Fear when thinking big




I haven't mention it before, but I'm taking an e-class with Tara about breaking through and telling my own story. Last week, part of our assignment was to list our fears, what we think might be holding us back. Coupled with Tara's post about fear over on Scoutie Girl, the idea of fear has been on my mind the last few days.

My first instinct is to say I don't have any fears to break through when telling my story like others do. That what I need is not necessarily a life cheerleader (though those are nice!), but a life editor to help me focus all my dreams and goals into one cohesive journey. But after reading Tara's post about fear, I realized that's not true.

My fear is not the fear of failure. It's there, but I've failed at things before, so that particular fear is pretty tiny and easily ignored. That surprises me since I don't have a solid Plan B if I walk away from Catie's Blue today or tomorrow; I've put the last three years of my life into this business, spending waking moments working working working, and sleeping moments dreaming of new projects (true story - my entire Drop of Color series came from a dream). Do I want to succeed? Absolutely! But the fear of failure doesn't hold me back.
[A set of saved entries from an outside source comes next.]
PR #491, opened 2022-06-06
[FEATURE] Support beam sample

ZYHowell:
This PR adds reorder cache function to support the beam sample. It modifies some apis in `opt_serving/model/wrapper.py` to add config for beam number.

### DIFF
--- a/alpa/device_mesh.py
+++ b/alpa/device_mesh.py
@@ -47,12 +47,11 @@ import ray
 from alpa import mesh_profiling
 import alpa.collective as col
 from alpa.global_env import global_config
-from alpa.parallel_plan import StagePlan
 from alpa.monkey_patch import set_override_backend
 from alpa.shard_parallel.auto_sharding import (AutoShardingOption,
                                                LogicalDeviceMesh,
                                                run_spmd_partitioner_pass)
-from alpa.parallel_plan import PlacementSpec
+from alpa.parallel_plan import PlacementSpec, StagePlan
 from alpa.timer import timers
 from alpa.util import (benchmark_func, list_gpu_info, OrderedSet,
                        update_jax_platform, is_ray_node_resource,
--- a/alpa/device_mesh.py
+++ b/alpa/device_mesh.py
@@ -1552,7 +1552,7 @@ class DistributedArray:
                                                    self.device_mesh.num_devices)
 
             as_option = AutoShardingOption()
-            strategy_config = StagePlan(global_config.build_random_seed,
+            strategy_config = StagePlan(global_config.compile_random_seed,
                                         self.device_mesh.shape, 1 << 60,
                                         as_option.all_reduce_threshold, None,
                                         -1)
--- a/alpa/device_mesh.py
+++ b/alpa/device_mesh.py
@@ -32,7 +32,7 @@ from typing import Any, List, Union, Sequence, Tuple, Optional
 import jax
 from jax import core, xla, device_put
 from jax._src.api import ShapeDtypeStruct
-from jax._src.lib import xla_bridge as xb, xla_extension as xe
+from jax._src.lib import xla_bridge as xb, xla_client as xc, xla_extension as xe
 from jax._src.tree_util import tree_leaves
 from jax.abstract_arrays import array_types
 from jax.core import ShapedArray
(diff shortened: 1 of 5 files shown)


examples/opt/model/test_text_gen.py
```diff
@@ -193,12 +206,13 @@ def inference_func(input_ids, past_key_values, output_attentions=False,
...
     parser.add_argument("--device", type=str, default="cuda")
     parser.add_argument("--dummy", action="store_true")
+    parser.add_argument("--num-beams", type=int, default=1)
     args = parser.parse_args()
 
     tokenizer = GPT2Tokenizer.from_pretrained("facebook/opt-125m")
 
     tic = time.time()
-    model = get_model(args.model, args.device, args.dummy)
+    model = get_model(args.model, args.device, args.dummy, args.num_beams)
```
zhisbug, line 215: this way of passing `num_beams` seems not aligned with our current interface

examples/opt/model/test_text_gen.py
```diff
@@ -139,22 +151,23 @@ def inference_func(input_ids, past_key_values,
...
+        inference_func_config.num_beams = num_beams
         print(inference_func_config)
 
     elif "alpa/opt" in model_name:
         alpa.init()
         num_pp_stages = max(2, alpa.get_global_cluster().num_hosts)
 
         name = model_name.split("-")[1].upper()
-        config = get_config(name, num_pp_stages=num_pp_stages)
+        config = get_config(name, num_pp_stages=num_pp_stages, batch_size=num_beams)
```
zhisbug, line 162: `batch_size` = num_beams?

examples/opt/model/test_text_gen.py
zhisbug: we must pass a beam here when compile?

ZYHowell: Beam size determines input tensor's shape and thus the pipeshard executable

examples/opt/model/test_text_gen.py
ZYHowell: If we need to support real batch size, the argument should be `batch_size=num_beams * batch_size`

zhuohan123: I think Yonghao's current way makes sense. `config.batch_size` is a feature of the model that defines the size of the batch dimension of the input, which would be `num_beams * batch_size` with beam search.

alpa/device_mesh.py
```diff
@@ -48,12 +48,16 @@
 from alpa import mesh_profiling
 import alpa.collective as col
 from alpa.global_env import global_config
+from alpa.parallel_plan import StagePlan
```
merrymercy, line 51: move to L53.

examples/opt_serving/model/opt_model.py
```diff
@@ -529,25 +529,28 @@ def init_model_aval(config):
     return model, params
 
 
-def init_cache_aval(config, batch_size):
+def init_cache_aval(config):
```
merrymercy, line 532: revert all changes of `init_cache_aval`. Let us keep `batch_size` as an argument because we may use multiple batch sizes for the same model config

examples/opt_serving/model/opt_model.py
```diff
@@ -529,25 +529,28 @@ def init_model_aval(config):
...
-                                 config.dtype),
+                                 dtype),
             jax.core.ShapedArray((batch_size,), jnp.int32),
         )
         all_cache.append(layer_cache)
     return tuple(all_cache)
 
 
-def init_cache_np(config, batch_size):
+def init_cache_np(config):
```
merrymercy, line 552: revert all changes

merrymercy (changes requested):
LGTM. Let us merge this soon. Since beam search introduces significant overhead, can we turn it off by default?

examples/opt_serving/model/opt_model.py
ZYHowell: Then shall we remove `batch_size` in `config`? Since we have a `batch_size` outside the config, it is weird to have another.

ZYHowell:
@zhisbug I test `textgen_demo.py` with `num_beams=2` on 125M and 2.7B models.
To support beam sample, the `batch_size` for `get_pipeshard_executable` will be greater than 1 so I move the check `auto_regressive && num_batch == 1` out of the function. All other changes do not affect previous cases that `num_beam=1` as default.

merrymercy:
@ZYHowell  Feel free to merge when it is ready

zhisbug:
@vinlnx see the above perf number

Issue #492, opened 2022-06-07
Get rid of Numba dependency


zhisbug:
If possible, can we want to get rid of the numba dependency? 
For now, it requires a special version of numpy, which makes the installation procedures twisted.

PR #493, opened 2022-06-07
[FIX] Make numba optional

zhuohan123:
Fixing #492


zhuohan123:
I tested multiple typical setups in our benchmark. And the result is that there is a ~250x speed difference for results with and without numba jit. The setting in our paper takes 1.65s, and the time will be ~400s without numba. I think numba is highly recommended but we can still run without numba.

If numba is really bothering, we can reimplement the DP in cython, which should be much more popular than numba.

PR #337, opened 2021-02-11
tracing: Support UUID

fishy:
Add support to UUID and option UseUUID to Tracer's Config.

Also change the log key for trace id from trace_id to traceID.

### DIFF
--- a/tracing/tracer.go
+++ b/tracing/tracer.go
@@ -2,12 +2,15 @@ package tracing
 
 import (
 	"context"
+	"encoding/binary"
 	"encoding/json"
 	"errors"
 	"fmt"
 	"io"
+	"strconv"
 	"time"
 
+	"github.com/gofrs/uuid"
 	opentracing "github.com/opentracing/opentracing-go"
 
 	"github.com/reddit/baseplate.go/log"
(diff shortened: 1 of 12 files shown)


fishy:
cc @spladug

konradreiche (approved):

tracing/tracer.go
```diff
@@ -294,6 +305,27 @@ func (t *Tracer) Extract(format interface{}, carrier interface{}) (opentracing.S
...
+				context.Background(),
+				fmt.Sprintf("Failed to generate uuid: %v", err),
+			)
+			// On modern linux kernel, after the system entropy pool is initialized
+			// it's guaranteed to be able to get up to 256 bytes in one call without
+			// error [1], so this should never happen.
+			// If this really happens we don't really have a good way to deal with it
+			// anyways.
+			// [1]: https://man7.org/linux/man-pages/man2/getrandom.2.html
+			panic(err)
```
fishy, line 322: I wonder if we should just return empty string in this case? @pacejackson @konradreiche what do you think?

konradreiche: It would be interesting to learn about it but this would be outside of the initialization path of the program so I would be definitely for returning an empty string instead of panic.

spladug (approved):
sweet. thanks! lgtm modulo the panic

tracing/tracer.go
pacejackson: image

Agree on it probably being better to return an empty string, I don't think we want initializing spans to potentially cause requests to fail.

fishy:
:haircut: I changed to use fake uuid instead of panicking.

konradreiche (approved):

spladug (approved):

pacejackson (approved):

PR #340, opened 2021-02-18
tracing+metricsbp: New tracing metrics

fishy:
Emit new tracing metrics according to baseplate spec, and also keep
emitting old ones for now to not break all the dashboards. The old ones
are marked deprecated and legacy and will be removed in 0.9.0.

Also remove LocalComponentName from local spans. Services still need
that could set the tag "lc" manually.


fishy:
cc @spladug

konradreiche (approved):

pacejackson (approved):

fishy:
:haircut:

I realized that we don't really need set/generics support to do the tags carry over.

pacejackson (approved):

konradreiche (approved):

PR #341, opened 2021-02-25
[WIP] Add sqlbp

jstrate-reddit:


sqlbp/client.go
```diff
@@ -0,0 +1,190 @@
...
+	"context"
+	"database/sql"
+	"database/sql/driver"
+	"time"
+
+	"github.com/go-kit/kit/metrics"
+	"github.com/jmoiron/sqlx"
+	"github.com/luna-duclos/instrumentedsql"
+	opentracing "github.com/opentracing/opentracing-go"
+	"github.com/reddit/baseplate.go/metricsbp"
```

No, my fear is of not living up to my potential and finding out that I'm not as good as I think I am.

My fear has led to me reading any crafty business post I can find, obsessing over techniques and how I can make them my own, straining to figure out how to be more financially sound, hurrying to find my place in a big artsy world. I think these manifestations are easy to understand (and something I think most small crafty business owners can relate to), but why am I so fixated on being good enough or better? Am I still looking for approval from peers, friends, family? I feel like I've been successful so far, but is that not enough? Truthfully, no. After I thought about it all weekend, I realized, that no, it's not enough.
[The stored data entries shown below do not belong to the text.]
PR #345, opened 2021-03-09
ecinterface: Add global implementation

fishy:
And change all other packages taking ecinterface.Interface as an arg to
fallback to the global one when the arg is nil.

### DIFF
--- a/edgecontext/edgecontext.go
+++ b/edgecontext/edgecontext.go
@@ -100,12 +100,15 @@ func Factory(cfg Config) ecinterface.Factory {
 }
 
 // Init intializes an Impl.
+//
+// It also calls ecinterface.Set to store the implementation created globally.
 func Init(cfg Config) *Impl {
 	impl := &Impl{
 		store:  cfg.Store,
 		logger: cfg.Logger,
 	}
 	impl.store.AddMiddlewares(impl.validatorMiddleware)
+	ecinterface.Set(impl)
 	return impl
 }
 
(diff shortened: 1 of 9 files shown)


edgecontext/edgecontext.go
```diff
@@ -100,12 +100,15 @@ func Factory(cfg Config) ecinterface.Factory {
...
 // Init intializes an Impl.
+//
+// It also calls ecinterface.Set to store the implementation created globally.
 func Init(cfg Config) *Impl {
 	impl := &Impl{
 		store:  cfg.Store,
 		logger: cfg.Logger,
 	}
 	impl.store.AddMiddlewares(impl.validatorMiddleware)
+	ecinterface.Set(impl)
```
pacejackson, line 111: I'm not sure we actually want to combine these? What if you (for some reason) actually _want_ to have 2 Impls?

fishy: this is the reason I didn't remove the `ecinterface.Interface` arg from where they are used to only use the global one, if people really want to use a different one in certain places they can by using that arg.

not doing this will result in people upgrading to baseplate.go v0.8.0 would need to remember to call `Set` after the init, which could be easily forgot. the downside is that if for some reason they call `edgecontext.Init` twice, the second call will overwrite the first one for the global value, but as long as they saved the first one in a variable they can still use that one to do overrides.

httpbp/middlewares.go
```diff
@@ -161,6 +162,9 @@ func InitializeEdgeContextFromTrustedRequest(
 		args.Logger.Log(ctx, "Error while parsing EdgeRequestContext: "+err.Error())
 		return ctx
 	}
+	if args.EdgeContextImpl == nil {
+		args.EdgeContextImpl = ecinterface.Get()
```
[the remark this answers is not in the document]
fishy: right I forgot that one 😅

pacejackson (approved):

konradreiche (approved):

PR #346, opened 2021-03-09
tracing: Improve race condition in tests

fishy:
This change improves the race condition detected in
https://cloud.drone.io/reddit/baseplate.go/1690/2/2.

To completely fix that we would need to change the globalTracer into an
atomic value, which is actually overkill as this race condition would
almost only happen in tests and is not a real threat to production code.


pacejackson (approved):
If I'm understanding correctly the "race" condition is... If you called `InitGlobalTracer` concurrently which should never happen outside of tests right?

fishy:
> If I'm understanding correctly the "race" condition is... If you called `InitGlobalTracer` concurrently which should never happen outside of tests right?

yes.

PR #347, opened 2021-03-10
tracing: Add UUIDIntact config to tracer

fishy:
Default to false and remove hyphens from generated uuids, as that could
break zipkin collectors.


konradreiche (approved):

spladug (approved):

pacejackson (approved):

fishy:
Confirmed that this works on our staging service.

Before you think I'm incredibly arrogant or ungrateful, let me explain. I do feel grateful for every single order, every. single. one. But I have some pretty big dreams, and haven't yet crossed off enough on my goal list. There's still more to learn! There's still more I can do. I can feel it, living inside me. I can't ignore it because it has a really loud voice (and, strangely, sounds like every single person in my life who has had an influence on me, all at the same time). I think I'm always going to be looking for ways to improve, things I can do better, ways to grow. I don't know that I can ever just settle, and I think that's okay. I can be grateful and hungry at the same time, can't I?




I've mentioned goals before, so let me add one more that I've had since last fall, something I haven't shared with anyone yet: I want to write an ebook on color to help visual artists, but my fear has me thinking I might not be good enough to do it. Would anyone want to read it? What if it's not as helpful as I think? This on top of worries like: Do sales equal validity? If I sell more, will I be more respected, more appealing as a jewelry designer? Will people like what I'm creating, or have I not yet gotten my story across?

I don't have any concrete answers to those questions, just faith, gratitude, and a determination in spite of my fear. I'm going to own it, and name him Marco. As scary as it is for me to acknowledge Marco, and to share him here on my blog, I think it's necessary to respect him as valid. The trick is not let his voice take over my brain and drown out my own.